- [GOAL OF THE EXERCISE]:
Present each line of the entries below that holds the word "Listing".

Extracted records

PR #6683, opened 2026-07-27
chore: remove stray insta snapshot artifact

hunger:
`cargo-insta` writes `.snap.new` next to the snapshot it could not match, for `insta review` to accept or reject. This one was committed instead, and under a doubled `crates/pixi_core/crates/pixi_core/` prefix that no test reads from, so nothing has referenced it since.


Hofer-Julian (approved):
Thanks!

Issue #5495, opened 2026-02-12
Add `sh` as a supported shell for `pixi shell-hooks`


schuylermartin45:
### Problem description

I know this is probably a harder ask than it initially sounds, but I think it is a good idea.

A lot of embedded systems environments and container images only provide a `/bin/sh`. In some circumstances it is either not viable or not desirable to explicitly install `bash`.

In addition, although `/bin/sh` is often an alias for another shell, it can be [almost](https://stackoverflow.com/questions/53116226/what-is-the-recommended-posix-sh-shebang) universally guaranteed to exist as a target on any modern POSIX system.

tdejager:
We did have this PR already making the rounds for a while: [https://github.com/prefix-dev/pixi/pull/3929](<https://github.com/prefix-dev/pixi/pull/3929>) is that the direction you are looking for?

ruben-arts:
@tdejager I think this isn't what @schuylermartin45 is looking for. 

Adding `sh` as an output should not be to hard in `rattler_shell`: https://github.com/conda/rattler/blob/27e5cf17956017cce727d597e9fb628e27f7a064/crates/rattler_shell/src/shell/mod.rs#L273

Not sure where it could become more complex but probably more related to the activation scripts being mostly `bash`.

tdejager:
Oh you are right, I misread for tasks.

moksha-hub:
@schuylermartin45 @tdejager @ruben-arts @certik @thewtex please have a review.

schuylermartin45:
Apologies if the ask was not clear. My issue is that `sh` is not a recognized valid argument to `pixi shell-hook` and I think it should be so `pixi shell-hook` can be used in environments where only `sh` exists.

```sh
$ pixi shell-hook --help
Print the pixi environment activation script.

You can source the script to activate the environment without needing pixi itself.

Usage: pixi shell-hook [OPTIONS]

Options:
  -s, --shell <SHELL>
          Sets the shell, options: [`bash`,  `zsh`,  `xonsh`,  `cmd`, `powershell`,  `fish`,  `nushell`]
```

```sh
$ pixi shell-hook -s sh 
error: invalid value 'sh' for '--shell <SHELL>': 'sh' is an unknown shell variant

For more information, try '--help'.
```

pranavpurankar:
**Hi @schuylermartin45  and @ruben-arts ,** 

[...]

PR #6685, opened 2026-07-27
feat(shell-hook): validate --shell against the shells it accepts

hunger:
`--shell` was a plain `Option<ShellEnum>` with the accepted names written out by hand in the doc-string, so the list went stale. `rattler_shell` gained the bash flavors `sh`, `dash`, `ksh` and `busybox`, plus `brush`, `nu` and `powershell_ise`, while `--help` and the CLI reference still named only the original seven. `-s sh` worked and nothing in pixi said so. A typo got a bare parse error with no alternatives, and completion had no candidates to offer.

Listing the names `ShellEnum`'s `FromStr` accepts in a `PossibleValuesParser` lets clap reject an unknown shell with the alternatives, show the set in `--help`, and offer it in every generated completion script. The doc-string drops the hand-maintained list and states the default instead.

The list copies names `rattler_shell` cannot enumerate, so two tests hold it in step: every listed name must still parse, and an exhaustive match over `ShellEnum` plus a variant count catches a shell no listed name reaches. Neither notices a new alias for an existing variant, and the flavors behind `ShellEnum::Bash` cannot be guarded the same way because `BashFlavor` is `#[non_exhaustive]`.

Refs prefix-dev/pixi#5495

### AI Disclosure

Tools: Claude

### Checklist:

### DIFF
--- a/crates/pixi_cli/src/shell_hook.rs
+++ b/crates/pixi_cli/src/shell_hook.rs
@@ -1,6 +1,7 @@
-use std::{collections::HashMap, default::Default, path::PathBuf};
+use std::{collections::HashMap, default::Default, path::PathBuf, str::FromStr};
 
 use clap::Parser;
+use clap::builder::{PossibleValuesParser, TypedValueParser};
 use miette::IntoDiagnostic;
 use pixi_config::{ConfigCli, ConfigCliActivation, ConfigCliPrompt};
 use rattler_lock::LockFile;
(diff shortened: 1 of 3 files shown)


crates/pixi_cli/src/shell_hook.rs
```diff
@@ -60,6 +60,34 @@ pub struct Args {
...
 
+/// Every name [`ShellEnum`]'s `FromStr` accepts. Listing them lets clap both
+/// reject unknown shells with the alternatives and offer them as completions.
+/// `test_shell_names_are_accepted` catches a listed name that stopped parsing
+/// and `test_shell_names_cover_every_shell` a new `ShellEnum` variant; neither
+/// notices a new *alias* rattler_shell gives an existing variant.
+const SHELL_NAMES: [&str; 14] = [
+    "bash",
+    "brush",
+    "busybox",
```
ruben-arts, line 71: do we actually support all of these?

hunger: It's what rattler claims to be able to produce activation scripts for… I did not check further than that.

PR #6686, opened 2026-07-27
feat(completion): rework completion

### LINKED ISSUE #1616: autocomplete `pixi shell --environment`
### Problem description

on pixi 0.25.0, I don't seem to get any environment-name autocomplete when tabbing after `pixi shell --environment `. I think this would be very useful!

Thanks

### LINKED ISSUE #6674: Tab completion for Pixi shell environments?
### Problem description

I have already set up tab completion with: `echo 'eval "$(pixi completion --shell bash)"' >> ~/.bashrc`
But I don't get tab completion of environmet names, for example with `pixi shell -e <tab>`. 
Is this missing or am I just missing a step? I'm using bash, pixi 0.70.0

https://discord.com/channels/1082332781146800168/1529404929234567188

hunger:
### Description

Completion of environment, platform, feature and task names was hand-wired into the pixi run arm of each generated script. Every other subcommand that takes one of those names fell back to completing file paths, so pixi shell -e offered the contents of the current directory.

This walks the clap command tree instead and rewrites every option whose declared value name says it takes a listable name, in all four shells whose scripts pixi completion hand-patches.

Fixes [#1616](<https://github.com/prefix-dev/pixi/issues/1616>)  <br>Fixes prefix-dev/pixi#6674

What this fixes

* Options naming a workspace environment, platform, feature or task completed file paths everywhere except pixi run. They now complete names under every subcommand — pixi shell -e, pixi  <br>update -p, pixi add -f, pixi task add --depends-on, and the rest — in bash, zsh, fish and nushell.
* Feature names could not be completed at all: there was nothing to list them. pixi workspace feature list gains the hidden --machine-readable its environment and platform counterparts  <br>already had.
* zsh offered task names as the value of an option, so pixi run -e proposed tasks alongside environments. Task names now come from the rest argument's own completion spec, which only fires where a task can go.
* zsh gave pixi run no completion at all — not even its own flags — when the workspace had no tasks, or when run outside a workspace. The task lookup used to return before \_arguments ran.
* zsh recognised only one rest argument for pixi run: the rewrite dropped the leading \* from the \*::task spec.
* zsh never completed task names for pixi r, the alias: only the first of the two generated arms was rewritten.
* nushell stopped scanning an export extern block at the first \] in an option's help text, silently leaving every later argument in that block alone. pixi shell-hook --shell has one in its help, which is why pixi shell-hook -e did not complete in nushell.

- [EXERCISE OUTPUT]:
Listing the names `ShellEnum`'s `FromStr` accepts in a `PossibleValuesParser` lets clap reject an unknown shell with the alternatives, show the set in `--help`, and offer it in every generated completion script. The doc-string drops the hand-maintained list and states the default instead.
+/// Every name [`ShellEnum`]'s `FromStr` accepts. Listing them lets clap both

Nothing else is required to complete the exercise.